In Humana Medical Plan, Inc. v. Western Heritage Insurance Company (11th Cir. 2016), Humana had paid $19,155 in medical bills to a beneficiary who was injured in a slip and fall. The beneficiary settled her case with the property owner and Humana provided a determination amount to the plaintiff. The settlement agreement stated that there was no Medicare lien or right to subrogation. The parties in the litigation agreed that the plaintiff attorney would hold the disputed amount in trust. Humana sued the defendant's insurer demanding double damages under the Medicare Secondary Payer Act private cause of action. The court affirmed summary judgment in Humana's favor. The court found that putting the $19,115 in the attorneys' trust account was insufficient to extinguish the reimbursement obligation to Humana because they were not paid within 60 days. The total award was $38,310.

Best Practices

Find out as early as possible whether the claimant is a Medicare recipient or has a Medicare Advantage Plan.

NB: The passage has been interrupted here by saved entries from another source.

PR #238, opened 2020-11-25
CORE-1165 Import Metadata listing and AVU forms

psarando:
This PR will import the Metadata listing and AVU forms from the `cyverse-de/ui` repo, but with some modifications for Sonora.

The metadata listing view is now intended for full-page display and no longer contained in a dialog, so the form is reset and a success announcer is displayed when metadata is saved successfully.

Edit Metadata listing

Note that the `Save` button has been renamed `Apply`, which displays as disabled when there are no changes to the metadata, when the submission is in progress, and after a successful save (so only enabled when there are changes not yet saved).

All other toolbar actions have been moved into the dot-menu, which is more mobile-friendly.

Also the add AVU `+` icon button is no longer a FAB.

---

Dot Menu:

All settlement agreements should have a statement that Medicare's interests have been taken into consideration.

To avoid a Medicare set-aside, the beneficiary's health care provider should certify that the treatment has been completed as of the date of the settlement and that future treatment will not be required. The certification can be placed in the file. If the beneficiary will need future care, the health care provider should certify the amount of compensation for future medical expenses and the attorney should place that amount in the set-aside account. The beneficiary and attorney should ensure that Medicare is not billed until that amount is exhausted.